Des temples partout et pleins de petits autels dans tous les coins de rues, dans des niches, dans les boutiques, sur n'importe quelle marche de ses venelles étroites. Des statues aux visages blancs ou noirs, parées de drapés rouges et brillants. Des formes informes en plastique orange, avec deux yeux encastrés. Des lingams, ces sortes de petits bassins de pierre au centre duquel s'érige un appendice arrosé de fleurs, d'eau ou de lait. Des bougies en beurre clarifié, des colliers de fleurs fraîches orange un peu partout, jusqu'au cou des vaches. Sur les murs, les trottoirs, les marches, la surenchère du sacré sur les ordures, du brillant sur la poussière. Entre les deux, attention où l'on met les pieds. Ici, ce sont les vaches, les chèvres et les cochons qui se chargent du nettoyage de la rue au gré de leurs pérégrinations nonchalantes. La purification, quant à elle, se fait surtout en répandant par-dessus tout cela les effluves sacrés de l'encens, des fleurs ou du souffle des bougies . Et par l'eau du Gange évidemment.
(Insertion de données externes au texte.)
Issue #3658, opened 2020-02-06
CoreDNS Projects for Summer of Code 2020


yongtang:
Please Note: This is a tracking issue for [Summer of Code](https://github.com/cncf/soc). Anyone interested in this implementation should check [link](https://github.com/cncf/soc) there.

Please Note: This is reserved for Summer of Code, we don't accept PRs outside of Summer of Code, or without coordination with maintainers.

Below are the list of candidate CoreDNS projects for Summer of Code 2020:

**External health check and orchestration of CoreDNS in Kubernetes clusters**

- Description: CoreDNS is the cluster DNS server for Kubernetes and is very much critical for the overall health of the Kubernetes cluster. It is very important to monitoring the health of CoreDNS itself and restarting or repairing any CoreDNS pods that are not behaving correctly. While CoreDNS exposes a health check itself, the health check is not UDP (DNS) based. The existing health check is also launched locally which could be very much different when accessed by other pods remotely.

Entrons dans un temple bouddhiste .
Qui connaît le secret de ce tisserand ?
Il a tendu mille fils sur la trame du karma.
De la Terre jusqu'au Ciel sur son métier il tisse,
Avec Soleil et Lune pour navette du Souffle.
Et il tisse toujours, quand aura-t-il fini
Le voile immaculé de l'Esprit ?
Fil fin ou fil grossier, bon ou mauvais karma,
Dit Kabir, il tisse avec amour l'Ultime Réalité !
Kabir
A bientôt ......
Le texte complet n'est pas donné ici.